__Exercise aim__: An exact copy of the line containing "in our mid-fi!" and of every line after it, through the last line of the material, is what should be returned.

__Extracted records__:
PR #64, opened 2020-11-16
Add Contingency Plan UJMs

### LINKED ISSUE #50: Create the Contingency Plan UJMs from USMs
Using the USM from #43, create the corresponding User Journey Maps (UJMs) using the structure from #47.

holtzmak:
Closes #50


SanaKhan1997 (approved):
Thanks! I really like the details of injured or perished animal scenario.

PR #65, opened 2020-11-17
Added CFIA Inspection-related-ujm

### LINKED ISSUE #52: Create the CFIA Inspector-related (and other) UJMs from USMs
Using the USM from #45, create the corresponding User Journey Maps (UJMs) using the structure from #47.

mansiPaTeLL:
Closes #52


holtzmak (changes requested):
- [x] Please change the folder name to lowercase as per convention

_We usually have things lowercase in codebases as per language convention (usually class files are camel case for example)_

holtzmak (commented):
Some insights I had while reviewing (some of your insights are related):
1. I'm not sure if the application should be used as a file system for everything related to the transport. That's the future idea, that our application is a step towards, but if one application takes on too much responsibility, it will grow too large and unwieldy and will eventually stop being designed for its users. **Meaning, CFIA inspector orders probably don't need to be copied into app, but we should note that there were orders**
2. I think if the CFIA orders some change to transport route, animals onboard, driver change, etc. **we will need to provide transporters a "page" to make note of this**, but like the email feature for CFIA agents to get the forms off app, the app should only do transporter work.
3. I think if the transport is 6+ hours, and the transporter does not notify vet, that the transporter has done something wrong and CFIA will have to catch this when reviewing the transport docs and the transporter will have to defend themselves because they didn't do what they were supposed to (I think the app shouldn't need to remind them of their responsibilities in the way you suggest)

SanaKhan1997:
I agree with @holtzmak. Even though some points suggested in UJMs can be good but they are not expressing current user journey but instead they represent what could be done through this application which might make our prototype stage more complex. Remember at this stage our app is only focused on transportation process and inspection related task can be as simple as "retrieve information"(Driver's training license, transport forms) to show inspector.

But some of the suggestion you made through UJMs are really good. Thank you!

holtzmak (commented):
Looks like you have 6 files (duplicates?) somehow, could you fix this?

holtzmak (approved):
LGTM

PR #72, opened 2020-11-22
lo-fi landing pages

MummenRider:
After log in page - 5 Different designs
Form page - 2 different designs
Log in page - 1 design
Side bar - 1 design


mansiPaTeLL:
Thanks @MummenRider. As Clark mentioned above, we have generated different design for each pages. Please let us know if you have any suggestions on our design. @holtzmak @SanaKhan1997

holtzmak:
Will have more comments in the future, while I'm here now could someone please:
- [ ] make a `gui prototypes` folder in`documentation`, and in that we can make another `lofi` folder hold these! 

Since we can always shoehorn in more features in the future we should date this batch of lofis for future reference.

holtzmak (approved):
Lovely first round of lofis @MummenRider and @mansiPaTeLL .
1. After login page/home page:
I really like design # 4. I haven't really needed to see my profile right away after opening an application that I use pretty much daily. It also hides transportation information from onlookers when first opening the app (who knows who may be watching). An argument for design # 5 can be made because travel history is important.
2. Transporter's profile:
It would be nice if we had a big, shiny, obvious "EDIT" button for transporters. The drop-down menu that's common on most applications often has edit in there but it's not intuitive to me. What purpose does the drop-down menu have in this page if we have most menu options at the bottom of the screen?
3. In-progress ATR page(s):
I can see a combination of the designs working. This particular page has room for us to incrementally work up to its final design because window navigation and saving form elements is something we have to think about while developing. For MVPs I see we first would have one infinitely-scrolling page for the form, then we could have a page to "jump to" sections of the form page, then we break the form into pages (hard to possibly save elements while jumping around), and then add fun features like the progress bar.
4. Login page: It's solid, nothing fancy.
Maybe we could have a little (?) icon that people who inadvertently get their hands on the app can click and have it take them to our website.
5. Sidebar menu page:
I mentioned previously that this design hadn't made sense to me. Seeing it now, I would remove mention of the drivers name and links to profile (that's already at bottom of the screen) and instead make the side menu a helpful link bar that goes to CFIA sites, our website for the application (FAQ!), etc. We will need to be careful developing that if someone opens a link off-app that they don't lose their information on the page they happened to have open.

- [ ] I have some suggestions in the above paragraph (sorry, long read) that would be nice to see addressed. If any questions, let me know.

Otherwise, these are good and given my above input I think are ready for midfis (of course, we will want to see @SanaKhan1997 's input as well).

SanaKhan1997:
Looks great! I do have few concerns though.

1. For Login: Design is simple which is nice but my only question would be to have a link to register as well for someone who's not a user already( I know we talked about having transporters info already registered by administrators but right now we dont have any feature that'll allow staff to do that).
2. After Login: Design 4 is awesome! I know its a lo-fi but I would like to see a little hover text on driver image("edit profile").  Design 1 also keeps it simple as it should be since its the first thing transporter will see once logged in but button for editing profile should also be there.
3. Form Page: I think both designs will work well but one thing as user that would frustrate me is the scrolling part and clicking next/prev to get to desired form section(instead we could have a drop down that allows user to select the part they want to edit). Overall design 2 seems more effiecient.
4. Side bar: Pretty simple and neat for a user as it should be.
5. Drivers Profile: As suggested above, it would be nice to see edit feature in the profile. I think driver training info and license number should be highlighted somehow.

Overall you guys have put so much effort into these Lo-fis. Thanks!

MummenRider:
@holtzmak , @SanaKhan1997 : Thanks for your feedbacks. We'll make sure to implement all of your suggestions in our mid-fi!

holtzmak:
@mansiPaTeLL lmao where's the files?

mansiPaTeLL:
> @mansiPaTeLL lmao where's the files?

@holtzmak I deleted the files as it was not in the folder. I am going to upload the prototype folder and will merge it with the master to make it more organized.

PR #76, opened 2020-12-14
Add project progress vlog 3 links

holtzmak:


holtzmak:
Merged without review as review not required

PR #87, opened 2021-01-05
Add role based access security description

### LINKED ISSUE #68: Investigate (and create) Role-Based Access and Security Provisions for the application
We've since decided that transporters need to login to the application to use it because:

__Exercise answer__:
@holtzmak , @SanaKhan1997 : Thanks for your feedbacks. We'll make sure to implement all of your suggestions in our mid-fi!

holtzmak:
@mansiPaTeLL lmao where's the files?

mansiPaTeLL:
> @mansiPaTeLL lmao where's the files?

@holtzmak I deleted the files as it was not in the folder. I am going to upload the prototype folder and will merge it with the master to make it more organized.

PR #76, opened 2020-12-14
Add project progress vlog 3 links

holtzmak:


holtzmak:
Merged without review as review not required

PR #87, opened 2021-01-05
Add role based access security description

### LINKED ISSUE #68: Investigate (and create) Role-Based Access and Security Provisions for the application
We've since decided that transporters need to login to the application to use it because:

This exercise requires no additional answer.